3-A. Sigorta A.Ş. (C.U. Sigorta A.Ş.)
Vekili :Av. A.D.
İdari Yargıda
Davalı :Karayolları Genel Müdürlüğü
Vekili :Av. C.S.
O L A Y : Davacılar vekili,dava dilekçesinde özetle;davacıların murisi G.E.’ın 06……… plaka sayılı araç ile (kendine görev nedeniyle işverenin tahsis ettiği araçla) İstanbul istikametine seyir halinde iken Sultanbeyli S.H. Otomotiv karşısına geldiği sırada havanın yağışlı olması nedeniyle girdiği su birikintisi nedeni ile meydana gelen trafik kazasında hayatını kaybettiğini, trafik kaza tutanağında yoldaki su birikintisi nedeniyle karayollarının da kusurlu olduğunun belirtildiği, diğer davalı B.sigortanın kazaya karışan aracın kasko poliçesini yapan şirket olduğu, bu şirketin de kazada hayatını kaybedenin varislerine karşı poliçe teminatlarına göre sorumluluğunun mevcut olduğunu, C.U. Sigorta AŞ.’nin de davalıya ferdi kaza teminatı veren sigorta şirketi olduğunu,meydana gelen kaza nedeniyle davacı N.E. için 500.000.000 TL, maddi tazminat, S.K.E. için 1.000.000.000 TL maddi tazminat, defin, hastane, yol v.s. giderler için 200. 000.000 TL maddi tazminat olmak üzere toplam 1.700.000.000 TL tazminatın kaza tarihinden itibaren yasal faizi ile birlikte davalılardan müşterek ve müteselsilen tahsili istemiyle adli yargıda dava açmıştır.

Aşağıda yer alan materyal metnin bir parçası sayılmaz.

PR #5275, opened 2019-08-06
fix: bug with top-level signal for scale-bound selection

### LINKED ISSUE #4975: Strange behavior when binding selection multiple times
First reported in https://github.com/altair-viz/altair/issues/1514

Situation: concatenation of two charts that share an interval selection bound to x & y

Expected: both panels can pan and zoom in x and y (this is the behavior with Vega-Lite 2.X

Actual: second chart can only pan and zoom along the y axis.

Sample spec:
```json
{
  "hconcat": [
    {
      "mark": "point",
      "encoding": {
        "x": {"type": "quantitative", "field": "Miles_per_Gallon"},
        "y": {"type": "quantitative", "field": "Weight_in_lbs"}
      },
      "selection": {"selector001": {"type": "interval", "bind": "scales"}}
    },
    {
      "mark": "point",
      "encoding": {
        "x": {"type": "quantitative", "field": "Acceleration"},
        "y": {"type": "quantitative", "field": "Horsepower"}
      },
      "selection": {"selector001": {"type": "interval", "bind": "scales"}}
    }
  ]
}
```

([vega editor link](https://vega.github.io/editor/#/url/vega-lite/N4KABGBEAmCGAutIC4zEgVwE4BsVTkQHoBjWLAZwDoArCgewDtIBfAGnCgAsSmz58AbU4RQEcVAC25ANb5IAB3oBLRgI4SIkAKaNe0VQHN8YzVoAeJyPACeC7fICOGWGuWJ4ygG4O2UAGbK2jjQ8gCyyjjaFAD69lgxAOKwODhMrBpmUDZWtvZOLm4e3r4BQSHyAOrayoZc8DGqMTgARhSsIuLsnVoUwdoknumo6H1Rg-RYAAxTAEy5dg6okKrw2lheKZB+kC2qocsUZFHtLCyd3RKmEpDSWHLLSqvbPVC6+kYmrxYL+cvOrk8xR82zKwQOUAAgiQSP0sAhlOlLllIDkRtZFgVAe4ESCdoFwfIABKTPpKADu6w6ZmRNzGAyGzHR9Im0zmvyWUFW602eB2e0YEMgRxS0VY5wkErAAF0QCwgA))

arvind:
Fixes #4975 which was caused by overriding the top-level signal expression when a scale-bound selection was projected over multiple fields.

### DIFF
--- a/src/compile/selection/transforms/scales.ts
+++ b/src/compile/selection/transforms/scales.ts
@@ -66,7 +66,7 @@ const scaleBindings: TransformCompiler = {
       for (const proj of bound) {
         const mapping = `${stringValue(proj.field)}: ${proj.signals.data}`;
         if (update.indexOf(mapping) < 0) {
-          update = update.substring(0, update.length - 1) + `, ${mapping}}`;
+          update = `${update.substring(0, update.length - 1)}, ${mapping}}`;
         }
       }
       namedSg.update = update;
--- a/src/compile/selection/transforms/scales.ts
+++ b/src/compile/selection/transforms/scales.ts
@@ -59,16 +59,17 @@ const scaleBindings: TransformCompiler = {
     // outer" to from within the units. We need to reassemble this state into
     // the top-level named signal, except no single selCmpt has a global view.
     const namedSg = signals.filter(s => s.name === selCmpt.name)[0];
-    const update = namedSg.update;
+    let update = namedSg.update;
     if (update.indexOf(VL_SELECTION_RESOLVE) >= 0) {
       namedSg.update = `{${bound.map(proj => `${stringValue(proj.field)}: ${proj.signals.data}`).join(', ')}}`;
     } else {
       for (const proj of bound) {
-        const mapping = `, ${stringValue(proj.field)}: ${proj.signals.data}`;
+        const mapping = `${stringValue(proj.field)}: ${proj.signals.data}`;
         if (update.indexOf(mapping) < 0) {
-          namedSg.update = update.substring(0, update.length - 1) + mapping + '}';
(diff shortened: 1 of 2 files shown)


src/compile/selection/transforms/scales.ts
```diff
@@ -59,16 +59,17 @@ const scaleBindings: TransformCompiler = {
...
+    let update = namedSg.update;
     if (update.indexOf(VL_SELECTION_RESOLVE) >= 0) {
       namedSg.update = `{${bound.map(proj => `${stringValue(proj.field)}: ${proj.signals.data}`).join(', ')}}`;
     } else {
       for (const proj of bound) {
-        const mapping = `, ${stringValue(proj.field)}: ${proj.signals.data}`;
+        const mapping = `${stringValue(proj.field)}: ${proj.signals.data}`;
         if (update.indexOf(mapping) < 0) {
-          namedSg.update = update.substring(0, update.length - 1) + mapping + '}';
+          update = update.substring(0, update.length - 1) + `, ${mapping}}`;
```
domoritz:
```suggestion
          update = `${update.substring(0, update.length - 1)}, ${mapping}}`;
```

arvind: I find this less readable, but will commit the suggestion if you prefer it. 

Happy to add a test case, but thought this was a highly specific typo/bug.

domoritz: In this case, I prefer using only the template a bit since it makes whitespaces clearer.

domoritz: I think a small test case would be good since we didn't catch the bug even though the patch has 100% test coverage.

arvind:
Test case added!

PR #5282, opened 2019-08-10
docs: correct pluralization and capitalization typos

marcprux:
The plural should be "projections", not "projection's"


domoritz:
Good catch. Let's also spell Vega-Lite with capital l and make the pr title semantic so we can merge.

domoritz:
Thank you

Issue #2765, opened 2017-08-04
Lookup on a materialized selection + Indexed Chart Example


kanitw:
We now have look up -- is there anything preventing us from adding it back?

arvind:
Yes, unfortunately -- performing a lookup on a materialized selection (i.e., on a new derived dataset+selection filter). My preference would be to address this in 2.1.

domoritz:
We are now moving towards v4. Can we implement the index chart now?

arvind:
Yes, this would be great to support in v4. I had a branch that had implemented performing lookups on selections but I'd experienced issues where the lookup transform (or timeUnit on the selection) got moved around in ways that I could not understand and thus needed your help @domoritz. Unfortunately, I don't see the branch here on GitHub anymore, and can't find the issue/comment I'd left documenting the issue. 

Will see if I can recreate it soon.

domoritz:
I'm happy to help. Let me know when you have something to demonstrate the issue. We also now have much better debugging of the dataflow. For example, you can comment out https://github.com/vega/vega-lite/blob/262ce13c725bf9021cb1436fab231cc52c61b04b/src/compile/compile.ts#L101 to get a graphical representation of the dataflow.

domoritz:
Done in https://github.com/vega/vega-lite/pull/5286

PR #5286, opened 2019-08-12
Lookup Selections + Index Chart Example

arvind:
Addresses #2765. This is a freshly rebased version of almost year-old code. I've marked it as draft to both verify the changes, but also debug dataflow issues I remember having around where the lookup transform and/or timeunit transforms would get added or rearranged.


arvind:
After investigation, whatever dataflow issues we used to have back in 2018 seemed to have been resolved and the base functionality of this PR appears to work for the included index chart example.

@domoritz, I could use your help though. Right now, for the index chart example included in this PR, we are producing two data sets with this definition (named `data_1` and `data_3`). As far as I can tell, they are respectively being produced when we materialize a selection for the lookup transform, and for the explicit selection filter defined in the spec. It seems wasteful to have this duplication, but I'm not sure how I should change my additions of to the dataflow to be smarter about this. 

```json
{
      "name": "data_1",
      "source": "data_0",
      "transform": [
        {
          "type": "filter",
          "expr": "!(length(data(\"index_store\"))) || (vlSelectionTest(\"index_store\", datum))"
        }
      ]
    }
```

Would you mind taking a look? I'd like to get this resolved before doing unit testing since it may have implications for what gets generated. Thanks!

domoritz:
Vega-Lite's dataset generation works in a few steps. First, we parse and generate a dataflow graph. This graph has dataflow nodes of various kinds. Once we built the complete graph, we run a number of optimizers to remove redundancy. The most important property of an optimizer is to be correct. We are very conservative and there are still a number of fairly simple optimizations we don't do. I suspect that the duplication you are seeing is one of those instances. We should never rely on the optimizer for correctness. If possible, try to write the unit tests in a way where they don't test the generated datasets.

Having said that, we have an optimizer that merges identical nodes at forks, which would cover the case you're seeing. I have to look at the dataflow graph visualization to see what's happening here.

domoritz:
Before optimization:

image

After optimization:

image

It looks like what we need here is an optimizer to move the filter of invalid data up and then it would get merged. I won't have time to do this before the end of the month but I'm planning to spend some time on optimizations then.

domoritz:
Sidenote: the filter invalid on the right side should probably come before the time unit node. Not sure who inserts that node.

domoritz:
Can you squash the commits in this pr?

domoritz:
Can you rebase and squash?

PR #5298, opened 2019-08-14
fix: toggling initialized values from multi selections 

arvind:
Fixes #5199, which revealed several minor bugs:

1. Now that initial values for selections are embedded directly as dataset values (rather than embedded in signal expressions), we no longer need to string escape model names. 

2. Datetime expressions should evaluate to numerical timestamps, rather than strings. 

3. Vega's `modify` expression should also test for object equality (which wasn't previously necessary for our logic because the same object was being reused in every tuple and thus strict equality testing `===` would correctly evaluate to `true`). vega/vega#1909.

4. ~~Although the typings/schema disallow it (and I believe should continue to disallow it, for simplicity/disambiguity), when a multi selection is projected over a single field, it is reasonable to expect people to use a short form initialization as seen in #5199. i.e., `{init: {Origin: ['Japan', 'USA']}}`. Now, we test for this one corner case, and expand it to what it should be `{init: [{Origin: 'Japan'}, {Origin: 'USA'}]}`~~

Issue #5199, opened 2019-07-17
can't toggle initialized multi selection until it's cleared?


gordonwoodhull:
I'm using vega-lite and react-vega for a biggish new project and have quite a few questions and suggestions. I'll start with the most straightforward one to warm up.

I'm using vega-lite 3.3. It's a dashboard with a server-side component. Think of it as a generalization on Nanocubes and crossfilter (and the earlier iPlots). It will be open source but it's not released yet.

The charts update each other a lot, and they go outside of Vega to get new data. This means the selection must be preserved and re-applied with whatever has changed about the data and spec.

Selection initialization with `init` works, but I find that any initialized selection does not toggle, whether or not I explicitly set `"toggle": "event.shiftKey"`. Shift-clicking something new will add it to the selection, but shift-clicking within the selection will not remove anything.

If I clear the selection, this enables toggling for that selection.

Example below with two selections. The behavior is the same with one selection but this makes it really obvious because you can shift-alt-click to toggle the purple selection, but you can only add to the orange selection with shift-click, not remove, until the selection is cleared.

(please excuse the content, I'm using Chicago Crimes as my test data)

I'm eager to contribute once I find my way around!

[...]

PR #5304, opened 2019-08-15
fix!: drop SelectionInitMapping as a possible type for multi selection init.

arvind:
This will reduce confusion and propensity for users to adopt a short hand initialization scheme until such a time that we support columnar initialization (#4766, #5199, #5298).

/cc @gordonwoodhull


domoritz:
I added a `!` to the PR title to indicate the breaking change. It's okay to do this for 4.0.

Davacı vekili 30.10.2007 havale tarihli ıslah dilekçesi ile manevi tazminat haklarını ve fazlaya dair hakları saklı tutularak, maddi tazminat yönünden davanın, Karayolları Genel Müdürlüğü ve davalı sigorta şirketlerinden (poliçe teminat bedelleri ile sınırlı olmak üzere) müştereken ve müteselsilen tahsil edilmek üzere N.E. için 2.111,00 YTL, S.K.E. için 11.978,00 YTL daha artırılmıştır.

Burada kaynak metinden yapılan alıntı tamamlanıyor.